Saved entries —
>>>>
PR #1017, opened 2024-03-28
setVariants function

chrisFrazier77:


packages/snap-store-mobx/src/Search/Stores/SearchResultStore.ts
korgon, line 1: Alternatively we could put this in `variants.update()`.

This does however require that variants have been setup in the config, and restricts fully frontend built variants (perhaps unnecessarily).

korgon: ^ let's go with this

packages/snap-store-mobx/src/Search/Stores/SearchResultStore.ts
```diff
@@ -228,7 +263,7 @@ export class Variants {
 		}
 	}
 
-	public update(fromSelection: VariantSelection) {
+	public refineOptions(fromSelection: VariantSelection) {
```
korgon, line 266: `refineSelections` and rename same named function below (inside VariantSelection) to `refineValues`.

korgon (changes requested):

korgon (approved):

PR #1022, opened 2024-04-04
feat(snap-platforms)

chrisFrazier77:
snap-platforms added for shopify, bigcommerce, & magento2


packages/snap-platforms/package.json
```diff
@@ -0,0 +1,47 @@
...
+	"repository": "https://github.com/searchspring/snap",
+	"publishConfig": {
+		"access": "public"
+	},
+	"scripts": {
+		"build": "rm -rf ./dist && rm -fr ./components/dist && tsc && tsc -p tsconfig.cjs.json",
+		"build:docs": "typedoc --out docs src/index.ts",
+		"dev": "tsc --watch",
+		"format": "prettier --write 'src/**/*.{js,jsx,ts,tsx}'",
+		"lint": "eslint '{src,components}/**/*.{js,jsx,ts,tsx}'",
```
korgon, line 16: "lint": "eslint './**/*.{js,jsx,ts,tsx}'",

korgon (changes requested):
This is the way.

Need to clean up the readme files and error logs to remove plugin references.

packages/snap-platforms/bigCommerce/README.md
korgon, line 1: Good changes!

korgon (commented):
This is looking good. I'd like to discuss some more about the "callback" and async usage of these `addToCart` functions before we set the interface/usage in stone.

packages/snap-platforms/bigCommerce/src/addToCart.ts
```diff
@@ -0,0 +1,110 @@
...
+			if (response.status === endpoint.success) {
+				const jsonResponse = response.json();
+				return jsonResponse;
+			} else {
+				return new Error(`Error: Snap-platform-bigcommerce addToCart responded with ${response.status}, ${response}`);
+			}
+		} catch (err) {
+			console.error(err);
+		}
+	};
```
korgon, line 95: Should this be a separate function outside of this function?

packages/snap-platforms/bigCommerce/src/addToCart.ts
```diff
@@ -0,0 +1,110 @@
...
+					level = level[field];
+				} else {
+					console.error('Error: couldnt find column in item data. please check your idFieldName is correct in the config.');
+					return false;
+				}
+			});
+			if (level && level !== item) {
+				sku = level;
+			} else {
+				sku = item.display.mappings.core?.uid;
```
korgon, line 40: If it is an Id, we should probably call it that (even internally).

korgon (commented):
Types
* add `available` in ListOption type
* refactor List, Grid, Swatches to new type - add
* need class modifiers in components based on ListOption value `--disabled` `--unavailable`
* styling should be the same for class modifiers above
* disabled options should not be clickable
```
export type ListOption = {
	value: string | number;
	label?: string;
	disabled?: boolean;
	available?: boolean;
	default?: boolean;
	icon?: string | Partial<IconProps>;
	url?: UrlManager;
};
```

Grid Component
* List component has a 'title' why not this one?
* need story for overflowing grid and for options with backgrounds (image or whatever)
* prop for hiding "show less" (when you don't want to show less)
* :before pseudo element for "disabled" strike should not have fixed width

List Component
* remove `clickableDisabledOptions`
* instead of padding lets use `gap` from flex
* `disabled` still allows for selections
* when using "horizontal" we should put the title `<h5>` next to `<ul>` by adding styles to main wrapper: `display: flex;align-items: center;`

Swatches Component
* has a fixed width of 40px per slide, why?
* :before pseudo element for "disabled" strike should not have fixed width
* :before pseudo element doesn't work on white swatch
* disabled styling differs from grid / carousel - maybe unify?

VariantSelection Component
* storybook type selection doesn't work
* dropdown type needs `position: relative;` for disabled strike
* for disabled class, maybe use simpler 'line-through' for styling?

korgon (commented):
Could use some final review and testing.

korgon (approved):

korgon (approved):
Looks good to me.

PR #1109, opened 2024-07-11
bugfix for cartstore handling floating 0s for pricing

chrisFrazier77:


korgon (approved):
Strange maths, but works!

PR #1121, opened 2024-07-30
Named theme components

dkonieczek:


korgon:
Let's work to get tests passing in addition to adding more tests to ensure coverage of this core functionality.

korgon (changes requested):

PR #1122, opened 2024-07-30
fix(preact-components-recommendationbundle): adding hideSeed prop

chrisFrazier77:


packages/snap-preact-components/tests/cypress/component/molecules/bundleRecommendation.cy.tsx
```diff
@@ -337,6 +337,48 @@ describe('RecommendationBundle Component', async () => {
...
+		const carouselProps = {
+			enabled: false,
+		};
+		mount(<RecommendationBundle controller={controller} hideSeed={true} carousel={carouselProps} onAddToCart={cy.stub().as('onAddToCart')} />);
+
+		cy.get('.ss__recommendation-bundle').should('exist');
+		cy.get('.ss__recommendation-bundle .ss__recommendation-bundle__wrapper__selector--seed').should('not.exist');
+
+		cy.get('.ss__recommendation-bundle__wrapper').should('exist');
+		cy.get('.ss__recommendation-bundle__wrapper__selector').should('have.length', controller.store.results.length - 1);
```
korgon, line 379: I assume this is 4? Perhaps we should use a real value here since the test above does the same? Or we should change the test above to use the store.results.length?

packages/snap-preact-components/src/components/Trackers/Recommendation/ResultTracker/RecommendationResultTracker.tsx
korgon, line 1: We ought to add this new `track` prop (and its various configuration) to the test in `RecommendationResultTracker.test.tsx`.

packages/snap-preact-components/src/components/Organisms/RecommendationBundle/RecommendationBundle.tsx
korgon, line 1: When using `hideSeed`, as expected, it does not render, and so the `render` product beacon event does not happen for the seed product - nice!

korgon (changes requested):
This is working good. Please see comments regarding testing changes.

packages/snap-preact-components/src/components/Trackers/Recommendation/ResultTracker/RecommendationResultTracker.tsx
korgon: If this is not possible, then perhaps we will need to add it to the E2E Cypress tests in the demo store.

packages/snap-preact-components/src/components/Trackers/Recommendation/ResultTracker/RecommendationResultTracker.test.tsx
```diff
@@ -182,6 +188,240 @@ describe('RecommendationResultTracker Component', () => {
...
+			});
+		});
+
+		trackfn.mockClear();
+
+		const resultElem = rendered.container.querySelector('.findMe');
+
+		await userEvent.click(resultElem!);
+
+		expect(trackfn).toHaveBeenCalledWith({
```
korgon, line 401: It seems the test is verifying that the profile click event has happened, but how can we be sure that the `trackfn` _has not_ been called with a product click event?

korgon (commented):
Thanks for adding additional testing.

korgon (approved):

PR #1125, opened 2024-08-02
Lang props

chrisFrazier77:


packages/snap-preact/components/src/components/Organisms/Facet/Facet.tsx
```diff
@@ -393,15 +417,11 @@ const FacetContent = (props: any) => {
...
-									{...subProps.showMoreLessIcon}
-									{...(((facet as ValueFacet).overflow?.remaining || 0) > 0
-										? { ...(typeof iconOverflowMore == 'string' ? { icon: iconOverflowMore } : (iconOverflowMore as Partial<IconProps>)) }
-										: { ...(typeof iconOverflowLess == 'string' ? { icon: iconOverflowLess } : (iconOverflowLess as Partial<IconProps>)) })}
-								/>
-							}
-							<span>{((facet as ValueFacet)?.overflow?.remaining || 0) > 0 ? showMoreText : showLessText}</span>
+							<Icon
+								{...subProps.showMoreLessIcon}
+								icon={((facet as ValueFacet).overflow?.remaining || 0) > 0 ? iconOverflowMore : iconOverflowLess}
```
korgon, line 422: Change removes support for using IconProps in `iconOverflowMore` and `iconOverflowLess`.

packages/snap-preact/components/src/components/Organisms/Facet/Facet.tsx
```diff
@@ -307,9 +334,7 @@ export const Facet = observer((properties: FacetProps): JSX.Element => {
 							ref={(e) => useA11y(e, disableCollapse ? -1 : 0)}
 							role="heading"
 							aria-level={3}
-							aria-label={`currently ${facet?.collapsed ? 'collapsed' : 'open'} ${facet.label} facet dropdown ${
-								(facet as ValueFacet).values?.length ? (facet as ValueFacet).values?.length + ' options' : ''
-							}`}
+							{...mergedLang.dropdownButton}
 						>
 							{facet?.label}
 							{!disableCollapse && (
```
korgon, line 340: This dropdown icon would be replaced when using the `dropdownButton` value lang prop. Proposal to split the attributes and value in the `useLang` response.

packages/snap-preact/components/src/hooks/useLang.tsx
korgon, line 1: To refactor as described in main PR comment.

packages/snap-preact/components/src/hooks/useLang.tsx
```diff
@@ -0,0 +1,83 @@
...
+	dangerouslySetInnerHTML?: { __html: string };
+	'aria-label'?: string;
+	'aria-valuetext'?: string;
+	title?: string;
+	alt?: string;
+};
+
+export type LangType<P> = string | ((data?: P) => string);
+
+export interface langObjType {
```
korgon, line 16: Capitalize please :)

`LangObjType`

korgon (changes requested):
There are some components for which the a11y attributes are not aligning with the focusable elements (for screen reading) which will cause loss of accessibility function. In addition, some components with this situation have the 'value' of the lang prop names in a different element than the attributes. This necessitates some clever workarounds - preferably splitting the response of `useLang` to return both `attributes` and `value` so that they can be spread onto different elements.

For lang props options that don't support `value` or `attributes` we could create separate types to differentiate them, eg: `Lang`, `LangValue` and `LangAttributes`.

korgon (changes requested):
Almost there! A few changes to push up after pair review.

PR #1126, opened 2024-08-05
Testing CLS

korgon:
* changes for testing CLS


korgon:
Not a good approach for improving CLS.

PR #1132, opened 2024-08-14
feat: add onTarget to template recommendations config

dkonieczek:


packages/snap-preact/src/Templates/Stores/LibraryStore.ts
```diff
@@ -80,20 +82,25 @@ export class LibraryStore {
...
 				},
-				RecommendationBundle: async () => {
+			},
+			'recommendation.default': {
+				Recommendation: async () => {
 					return (
-						this.components.recommendation.RecommendationBundle ||
-						(this.components.recommendation.RecommendationBundle = (await import('./library/components/RecommendationBundle')).RecommendationBundle)
+						this.components['recommendation.default'].Recommendation ||
+						(this.components['recommendation.default'].Recommendation = (await import('./library/components/Recommendation')).Recommendation)
```
korgon, line 99: Is there any reason to not actually go another level deeper in the object instead of using a `.` to delimit the path superficially?

korgon (commented):
Should we go deeper with the object? or no?

packages/snap-preact/src/Templates/Stores/LibraryStore.ts
dkonieczek: No particular reason. I think I'd actually prefer a `/` instead of `.` since we don't do this else where. Nested object would also work

korgon: Unless there is good reason, I think my preference here is nested object.

PR #1133, opened 2024-08-15
recommendationList 

chrisFrazier77:
adding new recommendationList component


packages/snap-preact/components/src/components/Organisms/RecommendationList/RecommendationList.tsx
```diff
@@ -0,0 +1,146 @@
...
+import { RecommendationResultTracker } from '../../Trackers/Recommendation/ResultTracker';
+
+const CSS = {
+	results: ({ columns, gapSize }: Partial<RecommendationListProps>) =>
+		css({
+			display: 'flex',
+			flexFlow: 'row wrap',
+			gap: gapSize,
+			gridTemplateRows: 'auto',
+			gridTemplateColumns: `repeat(${columns}, 1fr)`,
```
korgon, line 23: Shouldn't these go inside of the `'@supports (display: grid)'` section?

packages/snap-preact/components/src/components/Organisms/RecommendationList/RecommendationList.tsx
```diff
@@ -0,0 +1,146 @@
...
+				boxSizing: 'border-box',
+				flex: '0 1 auto',
+				width: `calc(${100 / columns!}% - (${columns! - 1} * ${gapSize} / ${columns} ) )`,
+				marginRight: gapSize,
+				marginBottom: gapSize,
+
+				[`&:nth-of-type(${columns}n)`]: {
+					marginRight: '0',
+				},
+			},
```
korgon, line 35: These do not appear to be necessary.

packages/snap-preact/components/src/components/Organisms/RecommendationList/RecommendationList.tsx
```diff
@@ -0,0 +1,146 @@
...
+			'@supports (display: grid)': {
+				display: 'grid',
+
+				'& .ss__result': {
+					width: 'initial',
+					flex: undefined,
+					margin: 0,
+				},
```
korgon, line 43: These do not appear to be necessary.

packages/snap-preact/components/src/components/Organisms/RecommendationList/RecommendationList.tsx
```diff
@@ -0,0 +1,146 @@
...
+								return <ResultComponent controller={controller} result={result as Product} theme={theme} />;
+							} else {
+								return (
+									<RecommendationResultTracker result={result as Product} controller={controller}>
+										<Result key={(result as Product).id} {...subProps.result} result={result as Product} controller={controller} />
+									</RecommendationResultTracker>
+								);
+							}
+						})()
+					)}
```
korgon, line 124: Should wrap these in `<div className="ss__recommendation-list__results">` and change the styles above to target this element so that the title is not included in the grid.

packages/snap-preact/components/src/components/Organisms/RecommendationList/index.ts
korgon, line 1: Need to also export the component from the library so that it can be properly imported externally (within `snap-preact/components/src/index.ts`).

korgon (changes requested):
Should we rename this to `RecommendationGrid` ?

There are some weird typings going on that prevent me from using the <Result/> component manually as a prop within `resultComponent` here - seems like a problem in all of the Recommendation components as well as the Results component. Can you please correct this?
```
<RecommendationList controller={controller} title={'Recommended For You'} resultComponent={<Result/>}></RecommendationList>
```

It might be nice to have the columns / rows be more dynamic ... by that I mean that if you specify `columns={1}` and don't specify any `rows` prop value, it would be nice to have it render all the results without having to specify the number of `rows`. Similarly, I cannot currently specify `rows={2}` (without also specifying `columns`) - would be nice to have it automatically split the results into two rows; currently doing this only renders a single row. If we could make this more dynamic I think it would be great.

korgon (commented):
Once we merge `develop` into `templates` we will need to add `lazyRender` to this component.

packages/snap-preact/components/src/components/Organisms/RecommendationGrid/RecommendationGrid.stories.tsx
```diff
@@ -134,11 +141,11 @@ Grid.loaders = [
 	},
 ];
 
-export const List = (args: RecommendationListProps, { loaded: { controller } }: { loaded: { controller: RecommendationController } }) => {
-	return <RecommendationList {...args} controller={controller} results={controller?.store?.results} rows={1} />;
+export const Grid = (args: RecommendationGridProps, { loaded: { controller } }: { loaded: { controller: RecommendationController } }) => {
+	return <RecommendationGrid columns={4} {...args} controller={controller} results={controller?.store?.results} />;
```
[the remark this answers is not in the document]
korgon: @chrisFrazier77 templates branch has been updated and now includes `lazyRender` prop.

korgon (approved):
Looks good!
<<<<
Work instruction — Where a line above contains the word "tests", show that line.

Result of this task —
Let's work to get tests passing in addition to adding more tests to ensure coverage of this core functionality.
packages/snap-preact-components/tests/cypress/component/molecules/bundleRecommendation.cy.tsx
korgon: If this is not possible, then perhaps we will need to add it to the E2E Cypress tests in the demo store.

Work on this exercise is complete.